I Proving the Linear Transformation definition

[Aleoa]

HI .I'm trying to prove that, for a linear transformation, it is worth that:

f(a\bar{x}+b\bar{y})=af(\bar{x})+bf(\bar{y}) for every real numbers a and b.

Until now, I have proved by myself that

f(\bar{x}+\bar{y})=f(\bar{x})+f(\bar{y}).

and , using this result i proved that:

f(a\bar{v}) = f(\sum\bar{v})\text{(Sum it $a$ times)}.
=\sum f(\bar{v}).
=af(\bar{v}).
for every integer a.

How can I use this result in order to prove that
f(a\bar{v}) = af(\bar{v})
for every a\in \mathbb{R} ?

 

[PeroK]

The result you are trying to prove is the definition of a linear transformation. You can't prove this.

 

[Aleoa]

Hi @PeroK . Thanks for the reply.
I don't know, my book says it's possible to derive this result as i asked in my first post, even if it doesn't show how.

I upload the book's section I'm referring:

The book doens't start with the definition of Linear Trasformation, but try to deduce it.

 

[PeroK]

How is $f$ defined?

 

[Aleoa]

Simply says that f is a one-to-one affine trasformation that keeps the origin fixed.
Before, it says that the affine trasformation is a trasformation that carries lines to lines

 

[PeroK]

Simply says that f is a one-to-one affine trasformation that keeps the origin fixed.
Before, it says that the affine trasformation is a trasformation that carries lines to lines

Don't you think it might have been important to say that in the OP?

 

[Aleoa]

Don't you think it might have been important to say that in the OP?

I'm sorry.

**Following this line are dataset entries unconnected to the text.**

PR #3872, opened 2026-08-31
feat(startos): persist a CPU energy/performance preference and apply it at boot

MattDHill:
## Why

`intel_pstate` and `amd-pstate` in active/EPP mode expose only the `performance` and `powersave` governors:

```
$ cat /sys/devices/system/cpu/cpu0/cpufreq/scaling_available_governors
performance powersave
```

So `GOVERNOR_HEIRARCHY` (`ondemand`, `schedutil`, `conservative`) never matches and `init.rs` sets nothing — silently, the log line being inside the `if let Some`. That is harmless in itself: `powersave` is the right governor on those drivers and the machine is already on it. What matters is that **nothing ever touched EPP**, the hint that actually decides how hard HWP chases a burst, so every such server runs on whatever its firmware left in the request register — and StartOS had no way to change it.

On a Server Pro (Librem Mini v2, i7-10710U) PureBoot leaves `performance` on all 12 CPUs. A 3% aggregate poll took the package from 55 °C to 90 °C in under a second and back; 34 days of uptime had logged **24,881,470 package-throttle events**, and the chassis fan chased every excursion, cycling every few seconds indefinitely.

## Measured

Same box, steady-state workload (mempool's 8-second poll plus bitcoind/electrs/Fulcrum), 50-second windows:

| EPP | idle / median | worst seen | clock ceiling |
|---|---|---|---|
| `performance` (PureBoot default) | 55–58 °C | **92 °C** | 4.09 GHz |
| `balance_performance` (stock Linux default) | 47–48 °C | **82 °C** steady state, **90 °C** under load | 3.91 GHz |
| `balance_power` | 47–48 °C | **58 °C** | 2.0 GHz |

`balance_performance` fixes the median but still lets the clock reach 3.9 GHz, so a real burst still spikes the die into the 80s — and the fan tracks spikes, not medians. `balance_power` is the only value measured to stop the cycling on this hardware.

## The change

- **`serverInfo.epp`** persists a preference (`#[serde(default)]`, so existing databases deserialize). Init applies it at boot, warning if the driver does not offer that value.
- **`start-cli server epp [<value>]`** reads the live sysfs value and sets the persisted one, mirroring `governor`. It reports the live value because the persisted one is `null` on every box that has not set it.
- **When no preference is saved, StartOS defaults Librem Mini v2 systems to `balance_power` if the driver offers it.** Other systems retain their current EPP. A saved preference always takes precedence.
- Machines whose driver exposes no EPP attribute — aarch64, VMs, `intel_pstate` passive, acpi-cpufreq, pre-HWP Intel — read an empty set and are left alone.

The governor is deliberately untouched: the hierarchy falling through costs nothing on these drivers, and appending `powersave` would pin acpi-cpufreq boxes to minimum frequency.

## Review changes

Per dr-bonez: every fallible cpupower call at init — governor and EPP — goes through `log_err()` rather than `?`, so a sysfs failure logs and moves on instead of dropping the server into Diagnostic Mode. `get_preferred_governor` became `preferred_governor`, taking the available set the caller already read.

The CPU governor and EPP commands now live directly under `start-cli server`; `server experimental` retains only the ZRAM command.

## Drive-by

`display_serializable(format, params)` at `system/mod.rs` and `ssh.rs` serialized the command's arguments instead of its result — `server governor --format json` and `ssh list --format json` both returned the wrong object. Verified against `action.rs`.


shared-libs/crates/start-core/src/init.rs
```diff
@@ -334,6 +334,22 @@ pub async fn init(
         tracing::info!("{}", t!("init.setting-cpu-governor", governor = governor));
         cpupower::set_governor(governor).await?;
     }
+
+    let selected_epp = server_info.as_epp().de()?;
+    let epp = if let Some(epp) = &selected_epp {
+        if cpupower::get_available_epps().await?.contains(epp) {
```
dr-bonez: I would prefer this to warn on failure

shared-libs/crates/start-core/src/init.rs
```diff
@@ -334,6 +334,22 @@ pub async fn init(
...
+            Some(epp)
+        } else {
+            tracing::warn!("{}", t!("init.cpu-epp-not-available", epp = epp));
+            None
+        }
+    } else {
+        cpupower::get_preferred_epp().await?
```
dr-bonez: Same here

shared-libs/crates/start-core/src/init.rs
```diff
@@ -334,6 +334,22 @@ pub async fn init(
...
+    };
+    if let Some(epp) = epp {
+        tracing::info!("{}", t!("init.setting-cpu-epp", epp = epp));
+        cpupower::set_epp(epp).await?;
```
dr-bonez: And here

shared-libs/crates/start-core/src/init.rs
MattDHill: Agreed — an `Err` escaping `init` drops the server into Diagnostic Mode, and neither setting is required for the server to run. Fixed in 1a6ca4af7, covering all three sites.

Every fallible cpupower call in the block now goes through `log_err()` rather than `?`: an unreadable available-set degrades to empty (which selects nothing), and a failed write is logged and passed over.

Two things worth flagging, since they go slightly beyond what you marked:

**I extended it to the governor block.** It carries the identical `?`s three lines up, and leaving the governor able to fail the boot while the EPP cannot seemed incoherent. Say the word if you would rather I left that half alone — it is a clean revert.

**`get_preferred_{governor,epp}` became `preferred_{governor,epp}`**, taking the available set the caller already read instead of reading it a second time. That fell out of hoisting the read so a single `log_err()` covers it; it also drops a redundant `cpupower` invocation on the no-override path.

dr-bonez (dismissed):

dr-bonez (approved):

I'm here for improving :)

 

[Aleoa]

Anyone ?

 

[stevendaryl]

Well, in the section you quoted, it says "The proof of this fact is a little tricky, and we will prove it in an appendix..."

 

[Aleoa]

What i don't understand are the deductions done by my book, and you can see them in the 2 pictures i posted.

 

[Aleoa]

f(a\bar{v}) = f(\sum\bar{v})\text{(Sum it $a$ times)}.
=\sum f(\bar{v}).
=af(\bar{v}).
for every integer a.

One thing I am not able to understand is how use this demonstration in order to prove
f(a\bar{v}) =af(\bar{v}).
for every rational a.

My book does this implicitly in this image, but i don't understand what it did...

 

[stevendaryl]

One thing I am not able to understand is how use this demonstration in order to prove
f(a\bar{v}) =af(\bar{v}).
for every rational a.

My book does this implicitly in this image, but i don't understand what it did...

View attachment 222881

I'm not sure about the picture, either. But it seems to me that if it's true for integers, it has to be true for rationals, as well.

$f(n \cdot \frac{x}{n}) = n f(\frac{x}{n})$

Therefore, $f(\frac{x}{n}) = \frac{1}{n} f(x)$.

$f(\frac{m}{n} \cdot x) = m f(\frac{x}{n}) = \frac{m}{n} f(x)$

 

[Aleoa]

I'm not sure about the picture, either. But it seems to me that if it's true for integers, it has to be true for rationals, as well.

$f(n \cdot \frac{x}{n}) = n f(\frac{x}{n})$

Therefore, $f(\frac{x}{n}) = \frac{1}{n} f(x)$.

$f(\frac{m}{n} \cdot x) = m f(\frac{x}{n}) = \frac{m}{n} f(x)$

Thanks so much. Why can't i directly derive this proof to real values of a ?

 

[stevendaryl]

Thanks so much. Why can't i directly derive this proof to real values of a ?

Well, this is a pretty lame example, but suppose I define $f(x)$ this way:

• If $x$ is rational, then $f(x) = x$
• If $x$ is irrational, then $f(x) = 2x$

If $q$ is rational, then $f(qx) = q f(x)$. But if $q = \sqrt{2}$ and $x = \sqrt{2}$, then $f(qx) = f(2) = 2$, but $q f(x) = \sqrt{2} f(\sqrt{2}) = 4$

You need to know that $f(x)$ is continuous in order to prove $f(qx) = q f(x)$ when $q$ is irrational.